-- Data records follows --
PR #499, opened 2018-01-08
Add RHT token (Redeemable HashPuppy Token)

weppos:
DISCLAIMER:

I am not affiliated with RHT. I just happen to [discover it recently](https://steemit.com/cryptocurrency/@weppos/rht-token-redeemable-hashpuppy-token) and being a NEO user and developer, I was curious to see how complicated would be to add the token to the wallet.

Feel free to close/reject the PR if this is not in line with the current dev roadmap.

---

No existing ticket.

This PR adds the new RHT token. See https://neotracker.io/asset/2328008e6f6c7bd157a342e789389eb034d9cbc4

I added the token to the token list.

I tested it manually compiling the app. I also run the test suite with `yarn test`.

Nope.

- [x] Unit tests written?

**Notes**

I was not able to find a reliable test token. There are several tests in the TestNet (e.g. https://testnet.neotracker.io/asset/f9572c5b119a6b5775a6af07f1cef5d310038f55) but none of them seems to be the final one.

Therefore, I did not include the token in the TestNet list.

I also tried to find if there was any convention for tokens (e.g. alphabetically) but it looks like there wasn't. I added the token in alpha order compared to the existing entries.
-- Data records concluded --
Problem: The lines from the one containing "I added the token to the token list." through the end of the data are to be copied exactly, the first and last of them included.

Response:
I added the token to the token list.

I tested it manually compiling the app. I also run the test suite with `yarn test`.

Nope.

- [x] Unit tests written?

**Notes**

I was not able to find a reliable test token. There are several tests in the TestNet (e.g. https://testnet.neotracker.io/asset/f9572c5b119a6b5775a6af07f1cef5d310038f55) but none of them seems to be the final one.

Therefore, I did not include the token in the TestNet list.

I also tried to find if there was any convention for tokens (e.g. alphabetically) but it looks like there wasn't. I added the token in alpha order compared to the existing entries.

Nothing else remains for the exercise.